Data records:
════════════════════

PR #4046, opened 2023-01-18
fix: linting errors unseen by exclusion rules

mxyng:
Fix and remove excluded linting rules

### DIFF
--- a/.golangci.yml
+++ b/.golangci.yml
@@ -23,14 +23,8 @@ linters-settings:
 
 issues:
   exclude-rules:
-    - linters: [staticcheck]
-      text: "\"io/ioutil\" has been deprecated"
     - linters: [errcheck]
       text: "tx\\.Rollback"
-    - linters: [noctx]
-      path: "_test\\.go"
-    - linters: [revive]
-      text: "don't use underscores"
 
 linters:
   enable:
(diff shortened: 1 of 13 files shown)


jmorganca (approved):
Great! Thanks for fixing this!

.golangci.yml
```diff
@@ -23,14 +23,8 @@ linters-settings:
...
 issues:
   exclude-rules:
-    - linters: [staticcheck]
-      text: "\"io/ioutil\" has been deprecated"
     - linters: [errcheck]
       text: "tx\\.Rollback"
-    - linters: [noctx]
-      path: "_test\\.go"
-    - linters: [revive]
-      text: "don't use underscores"
```
dnephin, line 33: In general I think these are pretty reasonable exclude rules. We don't need to care about context usage in tests, and we are not obligated to follow some arbitrary set of linter rules. `revive` has lots of rules. Some of them are good, others are questionable, and a few are harmful. We shouldn't be shy about adding excludes here when we find rules that don't work well.

dnephin (approved):
LGTM

.golangci.yml
mxyng: I don't disagree but these are rules we already follow in most places in the code base.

════════════════════

REQUIREMENT: Every record is to be retyped exactly as given.

TASK RESULT:
PR #4046, opened 2023-01-18
fix: linting errors unseen by exclusion rules

mxyng:
Fix and remove excluded linting rules

### DIFF
--- a/.golangci.yml
+++ b/.golangci.yml
@@ -23,14 +23,8 @@ linters-settings:
 
 issues:
   exclude-rules:
-    - linters: [staticcheck]
-      text: "\"io/ioutil\" has been deprecated"
     - linters: [errcheck]
       text: "tx\\.Rollback"
-    - linters: [noctx]
-      path: "_test\\.go"
-    - linters: [revive]
-      text: "don't use underscores"
 
 linters:
   enable:
(diff shortened: 1 of 13 files shown)


jmorganca (approved):
Great! Thanks for fixing this!

.golangci.yml
```diff
@@ -23,14 +23,8 @@ linters-settings:
...
 issues:
   exclude-rules:
-    - linters: [staticcheck]
-      text: "\"io/ioutil\" has been deprecated"
     - linters: [errcheck]
       text: "tx\\.Rollback"
-    - linters: [noctx]
-      path: "_test\\.go"
-    - linters: [revive]
-      text: "don't use underscores"
```
dnephin, line 33: In general I think these are pretty reasonable exclude rules. We don't need to care about context usage in tests, and we are not obligated to follow some arbitrary set of linter rules. `revive` has lots of rules. Some of them are good, others are questionable, and a few are harmful. We shouldn't be shy about adding excludes here when we find rules that don't work well.

dnephin (approved):
LGTM

.golangci.yml
mxyng: I don't disagree but these are rules we already follow in most places in the code base.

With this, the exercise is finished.